Use my time-picking post to elaborate on this, and create more study periods. Also, finish cleaning up my room so that I feel good, and exercise and carefully diet so I lose weight-- these are both things I don't need.

(parenthesis mean I picked a time)
- walking the dog
- going to bed (8 prep, 9 lockin, 10 lights out) - also pills/shower/facewash/teeth
- exercising
- piano practice 1+ hr AT LEAST ONE! for clarity.
- studying japanese
- studying the bible
- reading healthy books
- jobsearch (right now)

so far that's all--

note: exercise (and other tasks) when NECESSARY, don't exercise if you don't have time or you're busy with your LIFE! Exercising isn't something that has to be intense right away, just try and do it sometime every day. Be less scheduled about it and everything else; that's the way that would work wonders for me.

get up, clean up, study, pray.
7  - dog AM
10 - piano practice 1+ hr AT LEAST ONE! for clarity.11 - study 4 school
12 - jobsearch
17 - dog walk PM
- studying the bible
- japanese
- reading healthy books
20 - going to bed (8 prep, 9 lockin, 10 lights out) - also pills/shower/facewash/teeth

Are you awake?

I think there are two sides to what I feel when I watch TV and get stuck watching without realizing that I could quit and do something else. One side is that I really enjoy it as entertainment, it's funny, interesting, emotional, happy, sad, and those things. But I also get stuck watching because I'm not "awake" or "aware" throughout-- instead, I let my brain go somewhere else.

I could spend time trying to hold onto my brain while I watch instead; it would make me stronger with decision making and quitting when I need to instead of quitting when something forces me to or reminds me that I should.

Later: wow, that was hard. I COMPLETELY forgot! haha. I'll keep trying it.

Tuesday, March 1, 2011

Exercising ideas!

When I watch movies I love the parts where people are escaping. I love running, hiding, evading-- it's a sort of power you can have-- even if you can do nothing else, you CAN run away. And it's even more interesting if you have to run because you're trying to stay alive. Someone running from vampires, or one particular person chasing someone. It makes me think of when I go out running, because running for your life must be much more intense experience-- a good workout, I mean.
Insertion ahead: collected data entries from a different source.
PR #13625, opened 2019-04-25
feat(gatsby): Add details to pagination info

stefanprobst:
Pretty sure I'm embarrassing myself here so I'd be super grateful if someone better at basic maths than I could fill in an easier pagination calculation. Thank you!


sidharthachatterjee:
Published in `gatsby@2.3.30`

KyleAMathews:
Nifty!

PR #13636, opened 2019-04-25
fix(www): Remove Unbird feedback widget

### LINKED ISSUE #13633: [www] remove plugin and starter feedback widget
On https://www.gatsbyjs.org/plugins/, there is a feedback collection widget for the Plugin Library. When I tried logging into Unbird (where the data is going), I found that Gatsby doesn't have a current subscription. The widget is also inaccessible, and uses a non-interactive SVG icon instead of a button element. Given this has gone unnoticed for a while and the plugin library data hasn't been reviewed, we should remove the widget.

plugin library widget

There is a separate effort to add a [feedback widget to the docs](#13550) that we will entirely control and thus won't require paying for a subscription. We could incorporate that into the Plugin Library section if we decide we want to solicit feedback.

polishedwp:
## Description
Fixes #13633 

Removed from `plugin.js` page the `Unbird` component and removed the component from `src/components`. If I can help any more let me know. I will be online this evening.


sidharthachatterjee:
Removed

- other instances in some other files
- in starter library as well 
- section from README

marcysutton:
Thanks guys! It's a little bittersweet to remove, but if needed we can reintroduce something more accessible that we control.

polishedwp:
Thanks for the opportunity to help some with a great project.

PR #14770, opened 2019-06-13
docs(browser-support): Update Browser Support Docs

ARXChrono:
## Description

Add another browser support solution available (via gatsby plugin) be known in the docs. This is a solution I've personally used that works which is fairly easy to customize.

## Related Issues
NA


DSchau:
Thanks for this!

Unfortunately, I don't think this is a particularly good place for this change. While polyfill.io is _great_ I'd rather we keep this document focused on internal Gatsby browser support rather than relying on an external polyfilling service (which could go down, is tangentially related to core Gatsby stuff, etc.).

This is to keep this document as accessible, clear, and direct for as many people as possible.

Going to close this--but thank you for opening, and we hope to see more from you soon!

Thanks!

PR #14792, opened 2019-06-14
chore(gatsby): upgrade webpack

### LINKED ISSUE #15775: upgrade webpack version
## Description

Gatsby fix webpack version at `~4.28.4` in [this commit](https://github.com/gatsbyjs/gatsby/commit/f460b7f59f3e2a71c9ca65276a3e2f0d2c9a7fef), because [there is an regression in webpack 4.29](https://github.com/webpack/webpack/issues/8656).
But now that regression is fixed. It should be ok to use `4.35.x` or later.

Some newer plugin expect [webpack's finishModules hook](https://github.com/webpack/webpack/blob/37d4480382d362a6f44325f13b2f728ef6f1bfb1/lib/Compilation.js#L242) to be `AsyncSeriesHook`. But in webpack~4.28.4, [it is a SyncHook](https://github.com/webpack/webpack/blob/fdb6b139b94273e5b18870262c193a93f65132e8/lib/Compilation.js#L242), which will complain `tapPromise is not supported on a SyncHook` and cause a build failure.

### Expected result

We should use newer webpack version.

### Actual result

Webpack version is fixed at `4.28.x`.

### Environment

all

wardpeet:
## Description
Upgrades webpack to the latest again so we can remove the mjs hack. It got fixed by webpack upgrading to acorn@^6.

I've linked an issue below that seems to have issues with webpack 4.29.0 on npm. I've tried reproduce it with their repo's and npm versions but sadly no way for me to reproduce.

To let people test I created a gatsby version on npm. `npm install gatsby@webpack-acorn`

## Related Issues
https://github.com/gatsbyjs/gatsby/issues/11198
fixes #15775

### DIFF
--- a/packages/gatsby/package.json
+++ b/packages/gatsby/package.json
@@ -127,7 +127,7 @@
     "util.promisify": "^1.0.0",
     "uuid": "^3.1.0",
     "v8-compile-cache": "^1.1.0",
-    "webpack": "~4.28.4",
+    "webpack": "^4.29.0",
     "webpack-dev-middleware": "^3.0.1",
     "webpack-dev-server": "^3.1.14",
     "webpack-hot-middleware": "^2.21.0",
--- a/packages/gatsby/package.json
+++ b/packages/gatsby/package.json
@@ -127,7 +127,7 @@
     "util.promisify": "^1.0.0",
     "uuid": "^3.1.0",
     "v8-compile-cache": "^1.1.0",
-    "webpack": "^4.29.0",
+    "webpack": "^4.35.3",
     "webpack-dev-middleware": "^3.0.1",
     "webpack-dev-server": "^3.1.14",
     "webpack-hot-middleware": "^2.21.0",
--- a/yarn.lock
+++ b/yarn.lock
@@ -3426,11 +3426,6 @@ acorn-dynamic-import@^3.0.0:
   dependencies:
     acorn "^5.0.0"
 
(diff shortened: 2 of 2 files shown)


freiksenet:
Did you try it with developrunner?

DSchau:
Marking as blocked until we fix [this comment](https://github.com/gatsbyjs/gatsby/issues/11198#issuecomment-502443775)

Also @wardpeet you'll want to remove the `.mjs` tests for webpack.config :)

wardpeet:
This is currently blocked by `@pieh/friendly-errors-webpack-plugin` on npm. 

```
There was a problem loading the local build command. Gatsby may not be installed. Perhaps you need to run "npm install"? Cannot find module 'webpack/lib/RequestShortener'



  Error: Cannot find module 'webpack/lib/RequestShortener'
```

This is fixed in `friendly-errors-webpack-plugin@v2.0.0-beta.2` still in beta.

pieh:
> This is currently blocked by `@pieh/friendly-errors-webpack-plugin` on npm.

I have to check but maybe we don't need to use my fork anymore

wardpeet:
@pieh we do, unless we are ok with going for a beta package?

pieh:
> @pieh we do, unless we are ok with going for a beta package? Your pr got merged but is only published in the beta package

Is the actual error:
```
  Error: Cannot find module 'webpack/lib/RequestShortener'
```
fixed there as well?

PR #14803, opened 2019-06-15
feat(docs): image and recipe docs updates

marcysutton:
## Description

Two small changes we need for workflows:

- a note about not necessarily needing GraphQL or Gatsby Image on the new API doc
- instructions for adding new recipe categories


marcysutton:
Thanks, Mike!

PR #14812, opened 2019-06-16
chore(showcase): Remove McDonald's Design System site

lannonbr:
## Description

It has changed to using Next.js so I removed it from the showcase


lannonbr:
pinging this as it should be ready to merge but the CI isn't running so it may be good to just merge it

PR #14818, opened 2019-06-16
chore: use faster `existsSync`

ZYSzys:
## Description

`fs-exists-cached` is faster than native `fs.existsSync`, so use `fs-exists-cached` instead.

```js
const Benchmark = require('benchmark');

const { existsSync } = require('fs');
const { sync } = require('fs-exists-cached');

const suite = new Benchmark.Suite;

// add tests
suite.add('Native fs', function() {
  existsSync(__filename);
  existsSync('./package.json');
})
.add('fs-exists-cached', function() {
  sync(__filename);
  sync('./package.json');
})
// add listeners
.on('cycle', function(event) {
  console.log(String(event.target));
})
.on('complete', function() {
  console.log('Fastest is ' + this.filter('fastest').map('name'));
})
// run async
.run({ 'async': true });

// logs:
// => Native fs x 134,342 ops/sec ±3.16% (79 runs sampled)
// => fs-exists-cached x 17,560,674 ops/sec ±5.86% (77 runs sampled)
// -> Fastest is fs-exists-cached
```

## Related Issues
None.

### DIFF
--- a/packages/gatsby-plugin-sharp/package.json
+++ b/packages/gatsby-plugin-sharp/package.json
@@ -10,6 +10,7 @@
     "@babel/runtime": "^7.0.0",
     "async": "^2.1.2",
     "bluebird": "^3.5.0",
+    "fs-exists-cached": "^1.0.0",
     "fs-extra": "^7.0.0",
     "imagemin": "^6.0.0",
     "imagemin-mozjpeg": "^8.0.0",
--- a/packages/gatsby-plugin-sharp/src/safe-sharp.js
+++ b/packages/gatsby-plugin-sharp/src/safe-sharp.js
@@ -11,7 +11,7 @@
 
 const childProcess = require(`child_process`)
 const path = require(`path`)
-const fs = require(`fs`)
+const existsSync = require(`fs-exists-cached`).sync
 const semver = require(`semver`)
 
 const originalConsoleError = console.error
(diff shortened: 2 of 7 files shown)


freiksenet:
Thank you for your PR @ZYSzys!

Most of this functions don't seem to be called more than couple of times during a gatsby build lifecycle, I'm not sure it's worth using another library if the savings aren't significant. Did you do any  tests that shows that this meaningfully improves Gatsby build performance?

ZYSzys:
> Did you do any tests that shows that this meaningfully improves Gatsby build performance?

Not yet. But one thing I'm sure is that our `gatsby-cli` has using this library:

```sh
 ~/Projects/gatsby/packages/gatsby-cli rg existsSync                                                                                                      [15:31:34]
src/init-starter.js
10:const existsSync = require(`fs-exists-cached`).sync
69:  if (existsSync(sysPath.join(rootPath, `.gitignore`))) {
120:  if (!existsSync(starterPath)) {
206:  if (existsSync(sysPath.join(rootPath, `package.json`))) {

src/create-cli.js
7:const existsSync = require(`fs-exists-cached`).sync
33:  const useYarn = existsSync(path.join(directory, `yarn.lock`))
```
So at least there should be some minor improvements right ?

sidharthachatterjee:
Thank you for opening this @ZYSzys 

While this was great work on your part, we're wary of merging this in because:

1. As @freiksenet mentioned, this looks like a micro optimisation and doesn't look seem to be a significant real world improvement 
2. Merging this in would result in us depending on one more dependency (`fs-exists-cached`) being maintained in the future 

If your benchmarks show a significant real world improvement, feel free to reopen! Thank you again 💜 💪

PR #14824, opened 2019-06-16
chore(starters): add gatsby-typescript-starter-default

RobertoMSousa:
## Description
There are no starters using eslint and prettier with typescript and since officially since the tslint will be deprecated it would be good for devs to start using eslint instead.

So I want to try pretending I'm being chased while I go running! It's such a fun idea. Of course, I can't think of it as fun or I won't feel like I'm being chased by someone or something. Hmmm... assassins definitely would be good, and I'm a princess... I'm running through the woods, dashing past trees, jumping over logs, slipping in mud, scrambling back up again, monsters biting at my heels. That's when you savor the moment, because each one may be the only one left.

I'm going to set my alarm clock for ...early? when does the sun set? I mean rise haha?... in the morning so I can get up while it's dark and work on that. Then I can go back to sleep if I feel like it. It is incredibly unlikely that I will want to by then, but it's worth a try. ;) I'll do it again at night too. I'll try and let you know if it works. I've thought of this before, but I never tried it for longer than about three seconds.